[Collected data]
——————————
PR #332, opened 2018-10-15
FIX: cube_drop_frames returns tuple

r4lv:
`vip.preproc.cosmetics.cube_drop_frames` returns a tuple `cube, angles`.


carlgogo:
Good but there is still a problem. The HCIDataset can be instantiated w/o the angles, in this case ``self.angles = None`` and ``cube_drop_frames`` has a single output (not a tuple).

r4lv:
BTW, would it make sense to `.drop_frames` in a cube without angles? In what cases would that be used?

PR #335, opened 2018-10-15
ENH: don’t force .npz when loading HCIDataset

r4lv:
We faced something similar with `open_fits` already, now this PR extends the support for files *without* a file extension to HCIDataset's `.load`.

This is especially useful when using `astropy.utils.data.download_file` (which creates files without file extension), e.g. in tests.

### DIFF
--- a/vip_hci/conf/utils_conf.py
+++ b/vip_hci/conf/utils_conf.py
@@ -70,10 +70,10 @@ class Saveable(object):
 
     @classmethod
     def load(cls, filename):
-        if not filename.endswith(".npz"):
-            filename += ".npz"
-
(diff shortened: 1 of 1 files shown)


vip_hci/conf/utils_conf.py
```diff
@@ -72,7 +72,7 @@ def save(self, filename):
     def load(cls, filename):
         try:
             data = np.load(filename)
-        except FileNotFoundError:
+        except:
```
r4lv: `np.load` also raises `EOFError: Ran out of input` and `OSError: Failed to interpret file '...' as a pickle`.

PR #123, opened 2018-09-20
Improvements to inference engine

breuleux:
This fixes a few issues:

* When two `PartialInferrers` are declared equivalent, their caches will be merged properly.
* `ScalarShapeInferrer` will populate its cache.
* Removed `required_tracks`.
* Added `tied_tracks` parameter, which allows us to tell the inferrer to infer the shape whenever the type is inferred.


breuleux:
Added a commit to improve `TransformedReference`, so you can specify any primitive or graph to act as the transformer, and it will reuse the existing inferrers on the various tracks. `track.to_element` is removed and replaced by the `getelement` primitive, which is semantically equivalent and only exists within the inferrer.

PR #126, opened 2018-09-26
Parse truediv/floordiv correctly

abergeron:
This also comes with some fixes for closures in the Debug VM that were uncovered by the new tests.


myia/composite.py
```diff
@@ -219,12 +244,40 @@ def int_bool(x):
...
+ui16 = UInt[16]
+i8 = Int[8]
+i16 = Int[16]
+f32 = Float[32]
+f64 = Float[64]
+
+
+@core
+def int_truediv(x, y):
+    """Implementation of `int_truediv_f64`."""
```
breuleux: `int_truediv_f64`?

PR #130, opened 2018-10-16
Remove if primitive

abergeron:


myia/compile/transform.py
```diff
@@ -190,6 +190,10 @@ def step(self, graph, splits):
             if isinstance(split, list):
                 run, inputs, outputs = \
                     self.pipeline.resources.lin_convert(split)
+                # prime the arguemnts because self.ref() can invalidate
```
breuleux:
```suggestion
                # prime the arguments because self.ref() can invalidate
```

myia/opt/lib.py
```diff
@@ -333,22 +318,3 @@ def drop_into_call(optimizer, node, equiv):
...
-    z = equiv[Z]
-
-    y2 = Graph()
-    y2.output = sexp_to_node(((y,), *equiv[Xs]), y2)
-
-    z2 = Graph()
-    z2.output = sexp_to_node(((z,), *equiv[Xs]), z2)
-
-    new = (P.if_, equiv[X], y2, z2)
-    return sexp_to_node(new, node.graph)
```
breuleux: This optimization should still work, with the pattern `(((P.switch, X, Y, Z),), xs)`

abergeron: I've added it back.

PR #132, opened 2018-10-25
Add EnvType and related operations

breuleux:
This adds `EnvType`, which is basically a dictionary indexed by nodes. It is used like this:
——————————
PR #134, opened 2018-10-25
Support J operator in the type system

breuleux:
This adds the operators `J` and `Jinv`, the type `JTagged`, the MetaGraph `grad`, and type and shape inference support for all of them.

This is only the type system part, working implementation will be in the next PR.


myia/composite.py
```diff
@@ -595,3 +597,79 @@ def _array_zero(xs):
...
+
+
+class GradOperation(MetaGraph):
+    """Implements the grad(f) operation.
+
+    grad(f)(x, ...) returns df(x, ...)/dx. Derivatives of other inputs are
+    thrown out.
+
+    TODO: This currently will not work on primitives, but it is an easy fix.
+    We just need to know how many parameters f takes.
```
——————————
▶ Assigned task:
Copy word for word the stretch of entries above from the line that has "-70,10 +70,10 @@" through the line that has "Failed to interpret", both ends included, and nothing outside it.

▶ Your response:
@@ -70,10 +70,10 @@ class Saveable(object):
 
     @classmethod
     def load(cls, filename):
-        if not filename.endswith(".npz"):
-            filename += ".npz"
-
(diff shortened: 1 of 1 files shown)


vip_hci/conf/utils_conf.py
```diff
@@ -72,7 +72,7 @@ def save(self, filename):
     def load(cls, filename):
         try:
             data = np.load(filename)
-        except FileNotFoundError:
+        except:
```
r4lv: `np.load` also raises `EOFError: Ran out of input` and `OSError: Failed to interpret file '...' as a pickle`.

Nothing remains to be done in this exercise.